What is the central skill set that you should look for in a data scientist? Obviously you need a mathematician, or at least someone with an advanced mathematics background, but what are the attributes of a recruit who will have the overall set of personal assets to make an effective big data analyst? Is it easier and more effective to just hire a recruiting firm, or try to fill your data scientist needs with an in-house effort? This is the first time I've had any input in the hiring of a data scientist, and I'm a little surprised at how much competition there is for mathematicians at the moment.

Hi ncharles,

Here's a link to the Data Scientist category on Simply Hired. You can find many job descriptions and requirements listed here for real Data Scientist jobs.

I think that's a great place to start since you can see what actual companies are looking for right now.

I knew that big data was here in a big way when I heard a two day piece on NPR about it.  It is like scouting professional athletes to identify and recruit the creme of the data scientist crop.  The best data scientists are not necessarily "just" a mathematician.  To quote DJ Patil from Greylock Partners, you are looking for a reare breed, "someone with a brian for math, finesse with computers, the eyes of an artist and more."  Companies are opening branches in the college towns of universities with outstanding math programs just to recruit the best candidates.  Cataphora opened an office in Ann Arbor to recruit graduates from Michigan's math department, for example.  There is a lot of competition out there for the most talented prospects, so there is one thing I think you can count on - you will have to offer a nice fat paycheck to your recruit, whether you find him yourself or hire a recruiting firm to do it.     

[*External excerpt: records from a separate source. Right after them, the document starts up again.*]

PR #421, opened 2015-10-13
Reactivate negative encoding tests disabled for Linux

roncain:
These tests were deactivated on Linux because Encoding had
not yet been implemented.  But this was fixed in CoreFx via
issue https://github.com/dotnet/corefx/issues/2774.


iamjasonp:
Code LGTM. I haven't yet verified this as my Linux box is being set up.

roncain:
Buddy tested on both Windows and Linux, and these reactivated tests pass now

We've found that there are really two different kinds of Data Scientists... the ones that are using machine learning algorithms and packages like Weka... often a Data Engineer with distributed computing, hadoop, strong scripting, as well as some stats background, and the other ones who are PhD level statisicians trying to achieve even greater lift by implementing better statistical formulas in highly competitive computational environments where you have miliseconds to react in real-time.